O juiz Baltasar Garzón, pela sua ação meritória, tem sido referido, e em várias oportunidades, por este blog. Desta feita, no entanto, se uma vez mais ele se torna o objeto principal do comentário, há de intuir-se que preferiria não ter de postar este artigo.
O que seria inacreditável em qualquer outro país democrático, agora está ocorrendo na Espanha. Em uma reversão de papéis, que mais pareceria artifício novelesco em outros cenários, o corajoso juiz que tanto se assinalou no direito penal, ora enfrenta processo que lhe é movido por várias associações direitistas, e que para espanto de muitos está tomando rumo assaz desfavorável a Garzón.
Não será o juiz Baltasar Garzón o primeiro a ser perseguido não por alegados erros ou faltas, mas pelas suas qualidades. No que lhe concerne especificamente, pelo próprio esforço de que sejam julgados os crimes do franquismo contra a Humanidade.
O andamento da ação contra Garzón mostra a influência da direita – e das tendências franquistas – na Justiça espanhola. A tal propósito, semelha bastante ilustrativa a declaração de diretor da ONG Human Rights Watch, José Miguel Vivanco: “ Os tribunais espanhóis rotineiramente fracassam na investigação de alegações de horrendos crimes do passado, mas estão sendo surpreendentemente ativos em perseguir (prosecuting) um juiz que se empenhou em que sejam responsabilizados os envolvidos.”
O Primeiro Ministro José Luis Rodriguez Zapatero defendeu publicamente o juiz Garzón. Nesse sentido, autoridades governamentais apoiaram a solicitação deste magistrado, que a ação fosse tornada sem efeito.
Em vão. Apesar de o principal jornal espanhol, El País, definir como ‘acosso judicial’ o processo contra Garzón, a sua tramitação na justiça espanhola continua a avançar e não em favor de célebre juiz que indiciou Pinochet e investiga os terroristas do ETA.
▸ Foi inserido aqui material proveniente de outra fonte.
PR #76, opened 2020-04-27
Use Go 1.13 & Go modules; update operator-sdk; update prometheus/client_golang

grdryn:
We're planning to add a CRD for layered product alert configuration,
and the operator-sdk will be used to generate that CRD. A lot has
changed since the operator-sdk that was previously specified here
(0.8.2), including CRD and code generation; so I think it makes sense
to update it before attempting that work.

The newer versions of the operator-sdk CLI expect a Go modules
project, rather than a dep-based project; and Go 1.13+. I chose to
stop at 0.16.0 for now, since 0.17.0 bumps the Kubernetes dependency
versions to v1.17.4, which is past the current 1.16.z of Kubernetes in
OpenShift 4.3.

Updating to Go modules defaulted to a newer version of the
prometheus/client_golang library which had removed some stuff here
that was deprecated. I initially added a replace to the go.mod to work
around that, but it turns out that it was a very easy fix so I've
added that here too.

Since `go mod vendor` only stores packages that are referenced, a lot
of files have been removed from the vendor directory here.

I put some details into each commit message highlighting the steps I
took at each stage, in the hopes that it might be useful to verify I haven't
done anything nasty. I think the following will also help with that:

```bash
git checkout gomodules-1.13-operator-sdk
rm -rf vendor
go mod tidy
go mod vendor

git status
# there shouldn't be any changed files
```

I'm not sure what the best way to try this out is. What I did (and
worked fine) was to update the CSV for this operator in an OSD dev
cluster.


jewzaam:
looks reasonable, will look for someone else to +1 so we have more eyes on it

/approve

cblecker:
/hold
This is good, but needs close inspection, and some matching changes in openshift/release.

standard.mk
```diff
@@ -27,7 +27,7 @@ OPERATOR_DOCKERFILE?=build/Dockerfile
 BINFILE=build/_output/bin/${OPERATOR_NAME}
 MAINPACKAGE=./cmd/manager
 GOENV=GOOS=linux GOARCH=amd64 CGO_ENABLED=0
-GOFLAGS=-gcflags="all=-trimpath=${GOPATH}" -asmflags="all=-trimpath=${GOPATH}"
+GOFLAGS=-gcflags="all=-trimpath=${GOPATH}" -asmflags="all=-trimpath=${GOPATH}" -mod=vendor
```
cblecker, line 30: We should ditch vendor and use modules exclusively.

grdryn:
Thanks for the review folks!

@cblecker I'm not sure exactly what changes are needed in openshift/release (and for which branches, e.g. should I update just master or also 4.6?), but here's maybe a start: https://github.com/openshift/release/pull/8962

Wrt ditching vendoring, I'm all for that :) The base builder image currently sets `GOFLAGS` in a way that expects vendoring by default:

https://github.com/openshift/release/blob/master/projects/origin-release/golang-1.13/Dockerfile#L14

There's a PR to add a Go 1.14 builder image there too, where I've suggested maybe dropping that defaulted `-mod=vendor` option: https://github.com/openshift/release/pull/8542/files#r422085608

For now, I'll push a new commit to this PR to remove the vendor directory, and to unset that flag in our builder image stage in the Dockerfile.

jewzaam:
@cblecker looks like the changes you've requested are done.  ptal when you can

grdryn:
Rebased on latest master.

jharrington22:
@cblecker did we verify with the operator framework team that this is ok to do? Last time I checked with them while its possible to upgrade they did not recommend going past 0.8.2.

grdryn:
@jharrington22 that's interesting, do you recall why that recommendation was made? 0.8.2 is very old at this stage. Do you use this operator on older OpenShift versions or something?

cblecker:
There some things we should do to standardize the Makefile, and update the docker image to use UBI.. but those can be done in a follow up.

/lgtm
/approve
/hold cancel

cblecker:
@jharrington22 we have a number of operators on osk 0.16

jharrington22:
> @jharrington22 we have a number of operators on osk 0.16

Yes I know we have operators running at the version but the SDK team was concerned about upgrading from < 0.8.2. I guess we'll see how this goes!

A Suprema Corte espanhola, através de câmara de cinco membros, decidiu contra o apelo de Garzón para que a ação que lhe é movida seja arquivada. Os juízes não viram impedimento legal ou processual para a continuação da ação.
O caso volta para o juiz Luciano Varela da Suprema Corte. Tendo a cargo a investigação de Garzón, compete a Varela determinar se cabe a acusação. Embora a matéria esteja pendente, já em fevereiro Varela dissera que Garzón “conscientemente decidira ignorar ou contornar” a anistia promulgada em 1977 dos crimes cometidos na ditadura de Francisco Franco. A posição do juiz Garzón é a de que a anistia não se aplica aos crimes contra a Humanidade.
Se o magistrado Luciano Varela manifestar-se pelo indiciamento, Baltasar Garzón será automaticamente suspenso de suas funções.
Importa ter presente que Garzón ainda tem abertas opções de recurso, mas diante do surpreendente andamento desse estranho processo, a sua margem de atuação judiciária se vai estreitando progressivamente.
Com a conivência de muitos, a direita pode até vencer nesta ação (há ainda outra similar pendente de julgamento). A sua vantagem será no entanto provisória, porque é uma construção fundada em artifícios e vinganças burocráticas.
Mais cedo ou mais tarde, Baltasar Garzón prevalecerá. Sobre as liliputianas hostes que hoje intentam manietá-lo, para que os crimes do franquismo continuem soterrados, assim como suas tantas vítimas.